══ Records supplied

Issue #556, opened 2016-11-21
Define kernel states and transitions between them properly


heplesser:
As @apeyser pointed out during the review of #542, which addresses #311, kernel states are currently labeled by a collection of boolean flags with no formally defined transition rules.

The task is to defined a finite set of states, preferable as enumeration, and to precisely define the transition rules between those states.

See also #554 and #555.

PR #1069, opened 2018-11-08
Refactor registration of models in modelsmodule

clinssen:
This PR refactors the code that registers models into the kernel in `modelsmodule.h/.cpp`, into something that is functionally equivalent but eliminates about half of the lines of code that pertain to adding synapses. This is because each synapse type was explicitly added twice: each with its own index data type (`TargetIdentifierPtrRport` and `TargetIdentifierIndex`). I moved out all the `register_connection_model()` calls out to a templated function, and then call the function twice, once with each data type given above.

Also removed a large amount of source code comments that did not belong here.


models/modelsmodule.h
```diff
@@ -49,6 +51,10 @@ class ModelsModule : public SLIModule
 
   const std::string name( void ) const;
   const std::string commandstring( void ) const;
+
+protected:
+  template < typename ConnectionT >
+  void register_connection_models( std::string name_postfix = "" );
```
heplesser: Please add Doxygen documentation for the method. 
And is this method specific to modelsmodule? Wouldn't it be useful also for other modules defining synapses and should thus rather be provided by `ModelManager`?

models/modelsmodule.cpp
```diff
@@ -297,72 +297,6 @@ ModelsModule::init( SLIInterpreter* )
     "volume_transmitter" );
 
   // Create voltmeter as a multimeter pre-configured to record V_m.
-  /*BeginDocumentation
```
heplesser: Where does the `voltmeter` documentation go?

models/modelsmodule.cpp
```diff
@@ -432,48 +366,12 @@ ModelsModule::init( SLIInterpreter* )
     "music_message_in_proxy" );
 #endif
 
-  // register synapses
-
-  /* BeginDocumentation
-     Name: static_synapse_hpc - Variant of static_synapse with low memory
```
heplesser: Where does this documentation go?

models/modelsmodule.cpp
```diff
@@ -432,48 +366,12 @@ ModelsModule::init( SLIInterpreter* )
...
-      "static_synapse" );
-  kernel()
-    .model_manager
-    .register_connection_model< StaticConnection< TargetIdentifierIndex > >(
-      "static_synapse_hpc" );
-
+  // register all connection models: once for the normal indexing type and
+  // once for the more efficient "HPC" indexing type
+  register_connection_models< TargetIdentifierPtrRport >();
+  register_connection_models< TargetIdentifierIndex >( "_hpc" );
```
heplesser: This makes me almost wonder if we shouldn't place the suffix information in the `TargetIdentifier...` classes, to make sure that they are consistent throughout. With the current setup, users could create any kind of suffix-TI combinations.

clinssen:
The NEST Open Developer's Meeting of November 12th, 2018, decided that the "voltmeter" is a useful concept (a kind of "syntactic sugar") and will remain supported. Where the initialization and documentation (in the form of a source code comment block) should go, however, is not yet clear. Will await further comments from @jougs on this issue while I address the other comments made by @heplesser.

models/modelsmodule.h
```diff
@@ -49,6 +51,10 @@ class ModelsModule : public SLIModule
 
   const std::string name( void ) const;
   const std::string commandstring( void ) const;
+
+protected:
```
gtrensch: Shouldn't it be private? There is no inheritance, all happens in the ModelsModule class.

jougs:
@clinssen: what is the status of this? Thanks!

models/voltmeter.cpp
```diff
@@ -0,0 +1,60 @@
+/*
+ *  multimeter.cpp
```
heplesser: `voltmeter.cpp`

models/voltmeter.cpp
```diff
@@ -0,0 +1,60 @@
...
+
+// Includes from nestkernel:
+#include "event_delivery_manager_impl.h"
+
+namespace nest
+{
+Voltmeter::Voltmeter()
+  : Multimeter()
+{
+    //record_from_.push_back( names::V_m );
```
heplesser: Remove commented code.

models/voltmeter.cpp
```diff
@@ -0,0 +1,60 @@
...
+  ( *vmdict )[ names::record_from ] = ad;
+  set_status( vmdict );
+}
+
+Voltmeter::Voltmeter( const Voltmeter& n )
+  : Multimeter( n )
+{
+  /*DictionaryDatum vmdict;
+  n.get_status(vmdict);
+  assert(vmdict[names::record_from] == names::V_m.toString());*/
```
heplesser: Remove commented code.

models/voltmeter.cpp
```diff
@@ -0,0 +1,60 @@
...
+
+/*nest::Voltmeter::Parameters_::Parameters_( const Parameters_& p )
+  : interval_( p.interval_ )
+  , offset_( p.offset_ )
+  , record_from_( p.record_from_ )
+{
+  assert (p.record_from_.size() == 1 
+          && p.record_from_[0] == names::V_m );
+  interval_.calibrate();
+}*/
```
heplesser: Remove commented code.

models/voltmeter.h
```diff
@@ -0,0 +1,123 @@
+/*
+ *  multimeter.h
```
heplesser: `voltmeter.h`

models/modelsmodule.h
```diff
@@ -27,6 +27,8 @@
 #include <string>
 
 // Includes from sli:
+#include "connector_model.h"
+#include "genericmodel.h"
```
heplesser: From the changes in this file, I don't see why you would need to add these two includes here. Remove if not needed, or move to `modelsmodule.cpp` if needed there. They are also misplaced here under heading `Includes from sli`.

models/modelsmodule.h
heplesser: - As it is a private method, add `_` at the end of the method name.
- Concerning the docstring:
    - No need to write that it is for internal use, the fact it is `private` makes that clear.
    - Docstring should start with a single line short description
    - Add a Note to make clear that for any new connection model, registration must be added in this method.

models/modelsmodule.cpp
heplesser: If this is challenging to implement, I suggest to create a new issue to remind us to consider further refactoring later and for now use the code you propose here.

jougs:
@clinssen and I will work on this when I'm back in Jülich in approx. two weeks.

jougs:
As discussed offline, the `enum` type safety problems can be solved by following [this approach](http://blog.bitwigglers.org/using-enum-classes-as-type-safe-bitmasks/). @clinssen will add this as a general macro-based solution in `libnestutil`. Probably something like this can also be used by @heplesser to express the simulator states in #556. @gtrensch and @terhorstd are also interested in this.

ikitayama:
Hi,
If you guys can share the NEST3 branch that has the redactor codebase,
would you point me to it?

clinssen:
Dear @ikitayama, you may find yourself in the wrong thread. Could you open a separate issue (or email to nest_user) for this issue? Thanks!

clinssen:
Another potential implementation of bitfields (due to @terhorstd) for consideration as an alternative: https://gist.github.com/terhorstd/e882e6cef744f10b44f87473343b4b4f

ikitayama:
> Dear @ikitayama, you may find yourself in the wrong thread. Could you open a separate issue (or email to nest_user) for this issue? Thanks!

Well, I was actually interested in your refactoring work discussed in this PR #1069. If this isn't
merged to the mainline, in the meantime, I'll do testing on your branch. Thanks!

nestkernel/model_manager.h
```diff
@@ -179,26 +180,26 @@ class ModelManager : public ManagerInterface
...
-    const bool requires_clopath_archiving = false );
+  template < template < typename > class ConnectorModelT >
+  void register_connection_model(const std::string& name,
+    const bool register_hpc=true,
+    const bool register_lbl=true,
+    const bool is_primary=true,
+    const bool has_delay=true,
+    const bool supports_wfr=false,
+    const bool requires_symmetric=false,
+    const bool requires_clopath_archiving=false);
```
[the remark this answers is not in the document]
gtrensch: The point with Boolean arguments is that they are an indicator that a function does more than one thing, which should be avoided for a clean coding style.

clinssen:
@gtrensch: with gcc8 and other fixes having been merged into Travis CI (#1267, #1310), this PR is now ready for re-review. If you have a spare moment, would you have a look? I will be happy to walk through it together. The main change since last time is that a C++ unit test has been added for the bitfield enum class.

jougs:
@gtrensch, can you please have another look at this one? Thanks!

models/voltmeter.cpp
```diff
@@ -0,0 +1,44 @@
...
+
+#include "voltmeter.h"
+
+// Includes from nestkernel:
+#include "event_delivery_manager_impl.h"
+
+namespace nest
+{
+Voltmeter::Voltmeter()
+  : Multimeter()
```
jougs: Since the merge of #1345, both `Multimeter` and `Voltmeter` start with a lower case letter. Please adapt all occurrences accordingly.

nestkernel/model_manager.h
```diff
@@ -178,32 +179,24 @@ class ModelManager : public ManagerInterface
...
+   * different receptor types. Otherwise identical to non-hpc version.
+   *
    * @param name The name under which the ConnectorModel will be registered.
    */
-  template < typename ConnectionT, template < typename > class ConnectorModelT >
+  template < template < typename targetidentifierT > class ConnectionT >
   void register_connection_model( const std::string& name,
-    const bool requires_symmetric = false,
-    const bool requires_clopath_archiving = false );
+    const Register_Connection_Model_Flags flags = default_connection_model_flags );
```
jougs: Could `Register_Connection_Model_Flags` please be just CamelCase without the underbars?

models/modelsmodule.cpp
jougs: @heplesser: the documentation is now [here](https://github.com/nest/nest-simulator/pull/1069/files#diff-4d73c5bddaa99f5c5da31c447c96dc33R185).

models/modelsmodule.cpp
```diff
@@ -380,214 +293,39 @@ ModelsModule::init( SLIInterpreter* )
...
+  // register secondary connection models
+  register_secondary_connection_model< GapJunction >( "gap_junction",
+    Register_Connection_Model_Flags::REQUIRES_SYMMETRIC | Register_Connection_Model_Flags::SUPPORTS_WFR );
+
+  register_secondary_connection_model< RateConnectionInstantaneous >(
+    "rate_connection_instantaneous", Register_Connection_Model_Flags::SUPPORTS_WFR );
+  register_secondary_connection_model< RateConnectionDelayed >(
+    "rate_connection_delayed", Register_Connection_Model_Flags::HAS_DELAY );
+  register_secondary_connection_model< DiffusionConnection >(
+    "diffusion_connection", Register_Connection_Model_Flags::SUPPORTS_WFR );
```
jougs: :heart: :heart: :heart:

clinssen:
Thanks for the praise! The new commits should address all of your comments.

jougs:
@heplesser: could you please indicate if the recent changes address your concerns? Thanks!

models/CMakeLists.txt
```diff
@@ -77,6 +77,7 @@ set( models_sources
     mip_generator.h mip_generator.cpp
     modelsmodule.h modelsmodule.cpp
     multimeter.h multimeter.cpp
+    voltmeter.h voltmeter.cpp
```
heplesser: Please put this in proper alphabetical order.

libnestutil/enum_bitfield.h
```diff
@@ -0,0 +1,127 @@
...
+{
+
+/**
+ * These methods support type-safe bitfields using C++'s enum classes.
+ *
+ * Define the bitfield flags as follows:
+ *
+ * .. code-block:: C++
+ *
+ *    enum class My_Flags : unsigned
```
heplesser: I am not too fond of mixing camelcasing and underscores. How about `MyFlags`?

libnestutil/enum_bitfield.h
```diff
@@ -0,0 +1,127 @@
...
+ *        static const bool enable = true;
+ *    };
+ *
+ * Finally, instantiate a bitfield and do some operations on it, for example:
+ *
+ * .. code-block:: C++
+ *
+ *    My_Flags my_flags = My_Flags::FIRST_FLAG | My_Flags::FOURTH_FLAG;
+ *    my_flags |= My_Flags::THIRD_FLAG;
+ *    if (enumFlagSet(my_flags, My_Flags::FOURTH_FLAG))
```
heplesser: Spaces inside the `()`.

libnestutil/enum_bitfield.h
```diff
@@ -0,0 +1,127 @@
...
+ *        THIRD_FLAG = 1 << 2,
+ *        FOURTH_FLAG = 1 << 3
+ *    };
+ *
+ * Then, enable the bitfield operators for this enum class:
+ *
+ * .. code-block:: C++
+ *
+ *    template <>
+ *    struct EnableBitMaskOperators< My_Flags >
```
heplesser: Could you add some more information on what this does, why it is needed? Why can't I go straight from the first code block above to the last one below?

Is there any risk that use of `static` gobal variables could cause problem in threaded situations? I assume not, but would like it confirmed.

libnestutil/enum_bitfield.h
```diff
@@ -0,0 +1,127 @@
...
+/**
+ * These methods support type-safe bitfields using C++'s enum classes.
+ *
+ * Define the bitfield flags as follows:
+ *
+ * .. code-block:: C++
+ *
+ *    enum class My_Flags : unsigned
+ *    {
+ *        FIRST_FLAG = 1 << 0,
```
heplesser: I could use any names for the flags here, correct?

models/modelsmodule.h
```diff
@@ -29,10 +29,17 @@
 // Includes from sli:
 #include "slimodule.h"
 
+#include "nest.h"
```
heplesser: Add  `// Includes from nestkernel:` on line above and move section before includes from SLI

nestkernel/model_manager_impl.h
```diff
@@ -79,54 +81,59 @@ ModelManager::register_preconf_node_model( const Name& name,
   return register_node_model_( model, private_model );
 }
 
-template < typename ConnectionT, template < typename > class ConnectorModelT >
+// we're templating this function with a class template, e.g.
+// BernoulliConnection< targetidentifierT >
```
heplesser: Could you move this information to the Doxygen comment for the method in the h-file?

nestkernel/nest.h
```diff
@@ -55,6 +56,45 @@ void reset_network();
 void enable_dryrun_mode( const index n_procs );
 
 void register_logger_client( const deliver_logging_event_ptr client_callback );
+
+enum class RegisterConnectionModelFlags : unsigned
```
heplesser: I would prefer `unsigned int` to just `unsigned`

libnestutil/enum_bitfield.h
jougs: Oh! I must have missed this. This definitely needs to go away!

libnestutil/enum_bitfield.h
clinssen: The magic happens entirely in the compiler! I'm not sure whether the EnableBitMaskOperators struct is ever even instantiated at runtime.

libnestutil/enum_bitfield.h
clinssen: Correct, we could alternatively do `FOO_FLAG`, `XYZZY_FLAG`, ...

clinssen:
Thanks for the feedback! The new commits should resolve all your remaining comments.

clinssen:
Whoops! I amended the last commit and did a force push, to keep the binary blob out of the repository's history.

════

** Your assignment **
Copy every line of the data above, beginning with the first and ending with the line that contains "PR #1069, opened 2018-11-08", and give nothing more.

** Your solution **
Issue #556, opened 2016-11-21
Define kernel states and transitions between them properly


heplesser:
As @apeyser pointed out during the review of #542, which addresses #311, kernel states are currently labeled by a collection of boolean flags with no formally defined transition rules.

The task is to defined a finite set of states, preferable as enumeration, and to precisely define the transition rules between those states.

See also #554 and #555.

PR #1069, opened 2018-11-08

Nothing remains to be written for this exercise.